Activity: Nothing but the lines from the one containing "felixwellen: Yes, sure." through the last line of the entries should appear in the output, each verbatim.
[Opening Input section]
PR #395, opened 2020-07-31
Record structure automation

ecavallo:
Automatically generating proofs of `UnivalentStr` for a structure and notion of structured equivalence defined by a pair of records. See the bottom of `Cubical.Structures.Record` for an example. It's a bit slow on my machine but not too bad.

It's not ready for use with the library as is. Currently the record-based structured definitions in the library include the carrier type as a field (instead of a parameter), which doesn't integrate very well with the SIP machinery. I don't know what we want to do about that.

Also there's some duplication in the reflection 'utility' definitions used here and in `Cubical.Structures.Auto` that I should factor out somehow.


mortberg:
Very cool!

Do you think things would be simpler if we turned the carrier type into a parameter? I have nothing against that. Things are the way they are because I just copied things from the standard library, but if it's better to put carrier types as parameters then I support this change (in a separate PR of course).

ecavallo:
The results about induced monoids and so on make it hard to completely eliminate the Sigma-versions of the structure definitions... I'll not worry too much about it for now.

ecavallo:
I'm finding that it's not worth it to try to delete the Sigma-theory definitions yet, because more complicated structures that aren't adjusted yet depend on the semigroup Sigma-theory and so on. So I just replaced the ultimate Semigroup and Monoid results so far and didn't try to delete anything.

I was wrong about Group not being an issue, which I realized because the same problem shows up with Ring. The automation as currently set up doesn't allow prop fields to depend on other prop fields, which is a problem because `IsRing` depends on `0r` and `-_` (which are also props and don't have entries in `RingEquiv`. I'm not sure off-hand whether this is easy to change on the automation side, although one could always just avoid it by moving `0r` and `-_` from `RingStr` to `IsRing`.

I forgot to mention in #430 but structures that depend on parameters (like Algebra) shouldn't require anything new. All of these structures actually have parameters (the universe level), so nothing is special about them.

ecavallo:
I changed something but it doesn't fix the issue with Ring above. Actually I don't know how to arrange things so that it can work with the current definition. Putting `0r` and `-_` in `IsRing` is the only way I can think of that will work.

ecavallo:
To be clear, the problem is that the proof that `0r` is unique depends on the data in `isRing`, while the type of `isRing` depends on `0r`, so there are dependencies going both ways.

I've done what can be done with the definitions as they are, so maybe we should merge this and we can make more structural changes in a new PR?

mortberg:
> I'm finding that it's not worth it to try to delete the Sigma-theory definitions yet, because more complicated structures that aren't adjusted yet depend on the semigroup Sigma-theory and so on. So I just replaced the ultimate Semigroup and Monoid results so far and didn't try to delete anything.
> 
> I was wrong about Group not being an issue, which I realized because the same problem shows up with Ring. The automation as currently set up doesn't allow prop fields to depend on other prop fields, which is a problem because `IsRing` depends on `0r` and `-_` (which are also props and don't have entries in `RingEquiv`). I'm not sure off-hand whether this is easy to change on the automation side, although one could always just avoid it by moving `0r` and `-_` from `RingStr` to `IsRing`.
> 
> I forgot to mention in #430 but structures that depend on parameters (like Algebra) shouldn't require anything new. All of these structures actually have parameters (the universe level), so nothing is special about them.

Ok, I can do the change for algebras and modules if you want!

Cubical/Reflection/Base.agda
```diff
@@ -0,0 +1,45 @@
+{-
+
+Some basic tilities for reflection
```
mortberg, line 3: "u" missing

mortberg:
The only structure that is using the new reflection machinery is Semigroup. How about adding at least monoids as well? That shouldn't be problematic?

ecavallo:
I'm confused, I did add it for monoids.

mortberg:
> I'm confused, I did add it for monoids.

Very weird... My browser must have decided to show an old cached version of the diff or something

mortberg:
Anyway, merging now! This is going to be great when it works for all structures

PR #399, opened 2020-08-18
Localisation

mzeuner:
Started working on localisations, but this is only a first attempt at what things could like. 

One thing that should be discussed before going much further is whether we want the localisation to be defined directly as a HIT (with the zero-divisor in S that annihilates rs'-r's given as an argument to the paths between fractions r/s and r'/s', i.e. as a structure) or do we want to have it as a set-quotient, relating any two fractions r/s and r'/s' for which there merely exists a zero-divisor in S that annihilates rs'-r's?

In any case it should be possible to have a rather direct approach to localisation, although some things like checking well-definedness of addition and multiplication is rather tedious without a ring solver...


Cubical/Algebra/Localisation.agda
```diff
@@ -0,0 +1,214 @@
...
+ open isSubMonoid
+ open CommRing R' renaming (Carrier to R)
+ open Theory (CommRing→Ring R')
+
+
+ data S⁻¹R : Type ℓ where
+  _/_ : (r s : R) → {s ∈ S} → S⁻¹R
+  zd : (r₁ r₂ s s₁ s₂ : R) → {s ∈ S} → {a : s₁ ∈ S} → {b : s₂ ∈ S}
+     → s · ((r₁ · s₂) - (r₂ · s₁)) ≡ 0r
+     → ((r₁ / s₁) {a}) ≡ ((r₂ / s₂) {b})
```
mortberg, line 52: It's annoying to give `{a}` and `{b}` like this. Could one use instance arguments or something to have Agda infer them automatically? Maybe @Saizan or @guillaumebrunerie knows?

@mzeuner : here's the relevant documentation: https://agda.readthedocs.io/en/v2.6.0.1/language/instance-arguments.html

mortberg:
Here's Voevodsky's definition of localizations in UniMath: https://github.com/UniMath/UniMath/blob/master/UniMath/Algebra/RigsAndRings.v#L2486

The code leading up to the definition starts here: https://github.com/UniMath/UniMath/blob/master/UniMath/Algebra/RigsAndRings.v#L2140

Note that the proofs of the algebraic properties of the localization operations involve some hairy algebra. 

If one stares at the definitions long enough one realizes that he's using https://github.com/UniMath/UniMath/blob/master/UniMath/Algebra/Monoids.v#L903 with the multiplicative commutative monoid of R. He's hence quotienting by the relation 
```
(x,a) ~ (x,b) := exists (c : A). (x * b) * c = (y * a) * c
```

Some remarks about this:
- He's using mere existence instead of Sigma. What's the relationship to your definition?
- The equation in the relation is stated in a way that should make some of the goals you get later a lot more manageable (no need to fiddle with distributitivity, minus, etc...)
- He has packaged `s` with `s ∈ S` together and defined submonoid (which I guess would be SubCommRing for you). This might make some of the arguments easier for Agda to infer?

mortberg:
> ```
> (x,a) ~ (x,b) := exists (c : A). (x * b) * c = (y * a) * c
> ```

PS: `a` and `b` are really elements of a Sigma type `(x : A) * (x ∈ S)` but I've left the proof part out to make the definition more readable.

Cubical/Algebra/Localisation.agda
mzeuner: It works quite well with instance arguments, the only time they were explicitly required was in the definition of addition:
[https://github.com/agda/cubical/pull/399/files#diff-bea1144102447f41fb1100cb7dd8f98fR157](url)

Thanks!

mzeuner:
>     * He's using mere existence instead of Sigma. What's the relationship to your definition?
I should probably do both and check equivalence, just to be sure...

>     * He has packaged `s` with `s ∈ S` together and defined submonoid (which I guess would be SubCommRing for you). This might make some of the arguments easier for Agda to infer?
Doesn't that complicate things with all the instance arguments?

mortberg:
> > ```
> > * He's using mere existence instead of Sigma. What's the relationship to your definition?
> > ```
> 
> I should probably do both and check equivalence, just to be sure...
> 

Hmm, if we have a ring with zero divisors can't there be multiple non-equal zero divisors that annihilate the same cross multiplication?

> > ```
> > * He has packaged `s` with `s ∈ S` together and defined submonoid (which I guess would be SubCommRing for you). This might make some of the arguments easier for Agda to infer?
> > ```
> 
> Doesn't that complicate things with all the instance arguments?

Yes, maybe you won't need instance arguments at all if you do that.

mzeuner:
> Hmm, if we have a ring with zero divisors can't there be multiple non-equal zero divisors that annihilate the same cross multiplication?
Yes, but the different instances of zd you get from different zero divisors can be identified by trunc, so the two approaches should be equivalent (I hope)...

> Yes, maybe you won't need instance arguments at all if you do that. It would be interesting to experiment a bit
I'll make a new file that uses Voevodsky's approach and see how it goes...

mortberg:
> > Hmm, if we have a ring with zero divisors can't there be multiple non-equal zero divisors that annihilate the same cross multiplication?
> 
> Yes, but the different instances of zd you get from different zero divisors can be identified by trunc, so the two approaches should be equivalent (I hope)...
> 

Oh right, intriguing! 

> > Yes, maybe you won't need instance arguments at all if you do that. It would be interesting to experiment a bit
> 
> I'll make a new file that uses Voevodsky's approach and see how it goes...

PR #400, opened 2020-08-22
Integers as a CommRing

felixwellen:
This PR is about showing that Int is a CommRing. I chose DiffInt, since I believe that properties will be easier to show here.


felixwellen:
I probably won't continue this one any time soon, since #414 solves what I wanted in a better way.

mortberg:
I'm closing this one now as it has been subsumed by another PR

Issue #351, opened 2020-06-10
Reorganize Structures files


mortberg:
Currently the Structures folder contain various things that I think should be in the Algebra folder.  For instance the definitions of algebraic structures, ideals, etc. should all be in Algebra.

I don't think the `Queue` file belongs there either. I'm not sure where it should go, but as far as I can tell the FMSet structure stuff is not in this folder either. Maybe we should have a folder in Data called Queues with all implementations of queues and similarly for FMSets. This would make sense as these are about datastructures.

What would be left if we do this change are files related to the SIP which should then maybe be moved to a new folder `Foundations.SIP`/`Foundations.Structures`. 

I think this would make the organization a bit more logical, but let's wait with doing this change until https://github.com/agda/cubical/issues/349 has been fixed so that we can avoid conflicts.

ecavallo:
Some other changes that could be made in Structures:
- `add-axioms-SNS` and `join-SNS`, currently in `Foundations.SIP`, could have their own files.
- Perhaps `join-*` should be `product-*`, since `join` already means something else?
- We should pick a convention for formatting the names. Right now we have `pointed-is-SNS`, `join-SNS`, `nAryFunSNS`, ...

mortberg:
I think this might be a good time to fix this issue judging by the open PRs, however I don't have time to do it myself right now. What I think should be done is:

- Move algebraic structures to Algebra package and split into Base/Properties files like what has already been done for groups: https://github.com/agda/cubical/tree/master/Cubical/Structures/Group

- I think specific theories built on top of algebraic structures can stay in the top level part of the Algebra folder (so matrices, polynomials, ideals, etc. should all be on top level). So when moving Ideal and QuotientRing they should end up on the top level.

Sounds good? Anyone up for doing this?

felixwellen:
Yes! Here!
Though I would prefer to do it after #331 is merged.

mortberg:
The Algebra files were moved in https://github.com/agda/cubical/pull/401. Except for maybe Poset?

The remaining files in the Structures folder are related to the SIP and datastructures. I think these should be reorganized somehow as well. Maybe @mzeuner and @ecavallo have some suggestions?

felixwellen:
Ah, ok, Posets don't feel like algebra for me :-)
But of course, I am not against moving it.

mortberg:
> Ah, ok, Posets don't feel like algebra for me :-)
> But of course, I am not against moving it.

[...]

PR #401, opened 2020-08-25
Reorganize structures and algebra

felixwellen:
WIP on #351


felixwellen:
moved all the algebra stuff to 'Algebra' - I just renamed things to make everything check
the only exception is, that I split Ring.agda into Ring/Base.agda and Ring/Properties.agda

mortberg:
Perfect! Merging

PR #409, opened 2020-08-28
Structures for the ring solver

felixwellen:
I added an explanation as a README.md
I started to add the new structures SemiRing and AlmostRing. As I understand it, our example ring solver operates on AlmostRings and it is good to know that the natural numbers are an example.


Cubical/Algebra/RingSolver/AlmostRing.agda
```diff
@@ -0,0 +1,73 @@
...
+                  (0r 1r : R) (_+_ _·_ : R → R → R) (-_ : R → R) : Type ℓ where
+
+  constructor isalmostring
+
+  field
+    +IsMonoid : IsMonoid 0r _+_
+    ·IsMonoid : IsMonoid 1r _·_
+    +Comm : (x y : R) → x + y ≡ y + x
+    ·Comm : (x y : R) → x · y ≡ y · x
+    RightDist : (x y z : R) → x · (y + z) ≡ (x · y) + (x · z)
```
mortberg, line 26: Should this be `·DistR+`?

felixwellen: Yes, sure.

felixwellen: I don't know though, if we agreed what left and right are. I think we didn't so I just use what I usually do.

PR #410, opened 2020-08-28
Almost ring expressions (RingSolver)

felixwellen:


felixwellen:
Subsumed in #417 by now.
[Closing Input section]
Reply:
felixwellen: Yes, sure.

felixwellen: I don't know though, if we agreed what left and right are. I think we didn't so I just use what I usually do.

PR #410, opened 2020-08-28
Almost ring expressions (RingSolver)

felixwellen:


felixwellen:
Subsumed in #417 by now.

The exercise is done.